Bad salespeople in your organisation are a symptom of management problems; bad management is the primary cause, and the problems start with bad recruitment.

And bad recruitment is heart-stoppingly expensive. Read on and discover why a bad sales hire can cost you as much as 30 to 125 times the basic salary you pay the salesperson who doesn’t work out in your role. I’m not even going to trouble you with the calculation of what a bad sales management hire can cost you. I repeat, 30 to 125 times base salary.

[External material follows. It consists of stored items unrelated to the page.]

PR #120, opened 2020-02-09
Fixed reload data-store update bug

### LINKED ISSUE #119: `cylc reload` screws up the UIS?
**Describe the bug**

- Run a workflow `foo`, observe it in the web UI.
- run `cylc reload foo`
- the UI still recognizes that `foo` is running, but gets no data to display
- stopping and restarting the UIS fixes the problem (so, it appears to be the UIS not the scheduler that is the problem)

**Release version(s) and/or repository branch(es) affected?**

Current master all components

**Pull requests welcome!**

dwsutherland:
These changes close #119 

**Requirements check-list**

### DIFF
--- a/cylc/uiserver/data_store_mgr.py
+++ b/cylc/uiserver/data_store_mgr.py
@@ -127,15 +127,14 @@ class DataStoreMgr:
 
         """
         # wait until data-store is populated for this workflow
-        loop_cnt = 0
-        while loop_cnt < self.INIT_DATA_WAIT_TIME:
-            if w_id not in self.data:
+        if w_id not in self.data:
+            loop_cnt = 0
+            while loop_cnt < self.INIT_DATA_WAIT_TIME:
+                if w_id in self.data:
+                    break
                 sleep(self.INIT_DATA_RETRY_DELAY)
                 loop_cnt += 1
                 continue
-            break
-        if w_id not in self.data:
-            return
         if topic == 'shutdown':
             self.workflows_mgr.stopping.add(w_id)
             self.w_subs[w_id].stop()
@@ -145,7 +144,13 @@ class DataStoreMgr:
         # If the workflow has reloaded recreate the data
         # otherwise apply the delta if it's newer than the previously applied.
         if delta.reloaded:
-            self.data[w_id][topic] = {ele.id: ele for ele in delta.deltas}
+            if topic == WORKFLOW:
+                self.data[w_id][topic].CopyFrom(delta)
+            else:
+                self.data[w_id][topic] = {
+                    ele.id: ele
+                    for ele in delta.deltas
+                }
             self.data[w_id]['delta_times'][topic] = delta_time
         elif delta_time >= self.data[w_id]['delta_times'][topic]:
             apply_delta(topic, delta, self.data[w_id])


cylc/uiserver/data_store_mgr.py
```diff
@@ -144,13 +143,23 @@ def update_workflow_data(self, topic, delta, w_id):
...
-            self.data[w_id][topic] = {ele.id: ele for ele in delta.deltas}
-            self.data[w_id]['delta_times'][topic] = delta_time
-        elif delta_time >= self.data[w_id]['delta_times'][topic]:
-            apply_delta(topic, delta, self.data[w_id])
-            self.data[w_id]['delta_times'][topic] = delta_time
-            self.reconcile_update(topic, delta, w_id)
+        try:
+            if delta.reloaded:
+                if hasattr(delta, 'last_updated'):
+                    self.data[w_id][topic].CopyFrom(delta)
```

So next time you think recruitment is a chore that interferes with your “day job”, or next time you go for the low cost provider and get them to work on contingency where they have NO LOYALTY and will sell their best candidates to the highest bidder, reconsider, and think about paying one recruiter, on an exclusive arrangement, retained too to make sure you have their FULL ATTENTION. Before you throw your hands up in anger, and write vitriolic comments that I don’t know what I’m talking about, ask yourself this question:

“If I had hired a strong salesperson instead of settling on the one I did hire who is “causing” me all these problems, how likely is it I’d be facing all these problems today?”

I thought so.

Let me dig a little deeper. What was your recruitment process? Did you dig out an old job description and then use that as your brief for your next hire? Or did you take the time to design your ideal candidate? What are the predictors of success in the role you were trying to fill? Were you clear about the MUST HAVE characteristics? Assuming you even bothered to work that out, did you them compromise in order to get a warm body on a seat or did you hold fast until you found the right candidate?

What are the predictors of success in a sales role?

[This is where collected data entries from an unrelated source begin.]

PR #125, opened 2020-02-26
Use Tornado default WebSocket check_origin function

### LINKED ISSUE #109: Implement same origin check for WebSockets

When I implemented the Tornado handler for WebSockets, I implemented a method of the `WebSocketHandler` to check same origin that returns simply `True` for every request.

This was useful to quickly validate that the client & server interaction worked. We just solved #106 and now I think the WebSocket won't change much.

It could be a good time to investigate how to implement the same origin check. This is implemented normally for JS in browsers, but not WebSockets, which is considered a security risk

When I help my clients recruit we are always focused on finding candidates who meet the following demonstrable, habituated criteria:

  • Ambition and Drive
  • Takes Action
  • Accepts Responsibility
  • Sales Prospecting
  • Control and Close

In addition I advise them to look for:

  • Coachability
  • Curiosity
  • Repeated, Consistent Prior Success
  • Intelligence
  • Work Ethic

Then we design the ideal candidate so when we see them, we recognise them. We build a hiring template, interview questions that ensure we are selecting only candidates who meet these high standards of habituated behaviour, attitudes and beliefs, and the cognitive abilities to be able to adapt to the changing market conditions and resilience to the obstacles they will face.

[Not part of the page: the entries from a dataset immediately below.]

PR #1021, opened 2024-11-13
Improve message for unit test failures for lucene.testsettings.json, #999

### LINKED ISSUE #999: Change failed test message to use lucene.testsettings.json instead of .runsettings

### Task description

When a unit test fails, it prints a message instructing the user on how they can set the random seed and culture to reproduce the test. The output today looks like:

```

Option 1:

[assembly: Lucene.Net.Util.RandomSeed("0x9a2b7430d6d33f0d")]
[assembly: NUnit.Framework.SetCulture("en-IE")]

Option 2:

<RunSettings>
  <TestRunParameters>
    <Parameter name="tests:seed" value="0x9a2b7430d6d33f0d" />
    <Parameter name="tests:culture" value="en-IE" />
  </TestRunParameters>
</RunSettings>

See the .runsettings documentation at: https://docs.microsoft.com/en-us/visualstudio/test/configure-unit-tests-by-using-a-dot-runsettings-file.
```

The .runsettings option is more verbose than the lucene.testsettings.json version, it requires structuring the XML properly to work, and has the extra documentation link that could be removed with the JSON approach. This message could instead look like:

```

Option 1:

[assembly: Lucene.Net.Util.RandomSeed("0x9a2b7430d6d33f0d")]
[assembly: NUnit.Framework.SetCulture("en-IE")]

Option 2:

 Create the following lucene.testsettings.json file somewhere between the test assembly and your root drive:

{
  "tests": {
     "seed": "0x9a2b7430d6d33f0d",
     "culture": "en-IE"
  }
}
```

paulirwin:

Improves the failed unit test message to provide an example lucene.testsettings.json.

Fixes #999

## Description

The lucene.testsettings.json seems to work more reliably and is a little more user-friendly than the runsettings file, so this improves the failed unit test message to provide a generated lucene.testsettings.json file. This also uses C# 11 multi-line strings instead of manual string concatenation.

### DIFF
--- a/src/Lucene.Net.TestFramework/Util/LuceneTestCase.cs
+++ b/src/Lucene.Net.TestFramework/Util/LuceneTestCase.cs
@@ -947,6 +947,17 @@ namespace Lucene.Net.Util
 
                       Option 2:
 
+                       Use the following .runsettings file:
+
+                      <RunSettings>
+                        <TestRunParameters>
+                          <Parameter name="tests:seed" value="{{RandomizedContext.CurrentContext.RandomSeedAsHex}}" />
+                          <Parameter name="tests:culture" value="{{Thread.CurrentThread.CurrentCulture.Name}}" />
+                        </TestRunParameters>
+                      </RunSettings>
+
+                      Option 3:
+
                        Create the following lucene.testsettings.json file somewhere between the test assembly and the root of your drive:
 
                       {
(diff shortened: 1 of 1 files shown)


src/Lucene.Net.TestFramework/Util/LuceneTestCase.cs
```diff
@@ -929,23 +929,35 @@ public virtual void TearDown()
...
+                      To reproduce this test result:
+
+                      Option 1:
+
+                       Apply the following assembly-level attributes:
+
+                      [assembly: Lucene.Net.Util.RandomSeed("{{RandomizedContext.CurrentContext.RandomSeedAsHex}}")]
+                      [assembly: NUnit.Framework.SetCulture("{{Thread.CurrentThread.CurrentCulture.Name}}")]
+
+                      Option 2:
```
NightOwl888, line 948: Could we just add this as Option 3? The syntax of the `.runsettings` file is hard to remember so I would rather not leave it out of the message entirely.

We develop a hiring scorecard so we can compare like with like and keep our personal feelings in check, to prevent us from hiring someone we like but who can’t do the job. Let’s face it, the one thing salespeople usually can sell is themselves at interview. That doesn’t mean they can succeed in the role for which you are hiring.

I would rather they didn’t hire someone than they hired the wrong person.Wrong hires are the single highest hidden cost in any business.

We set clear expectations about what is going to happen from the outset and maintain that clarity throughout the life cycle of the interview process, the offer and notice period, the on boarding process and throughout their tenure in the business. Ambiguity is the mother of all mismatched expectations.

We develop a clear on boarding plan that covers the first 120 days, the time when the new hire is putting you and your company on probation. Our intention is to set them up for success. Fail to do this and you run the high risk of setting up even an A-player, for failure.

We are absolutely clear about the 30-day red flags that would result in an earlytermination of a new hire so if we have made a mistake we can remedy our error quickly. And we aren’t afraid to apply them when we see them. “Better no breath than bad breath on a sales territory.”

I have another tough question for you managers. Do you spend more than 3% of your time managing your people? If your answer is yes, why?

Are you spending 97% of your time helping your salespeople be better salespeople through training, coaching and mentoring since that is your job? Your job is to clear the path so they can do their best work every day. Your job is get the best out of them. Are you going out into the field and observing them in action? Are you helping them develop pre-call plans and running post-call debriefs so every visit is a learning opportunity?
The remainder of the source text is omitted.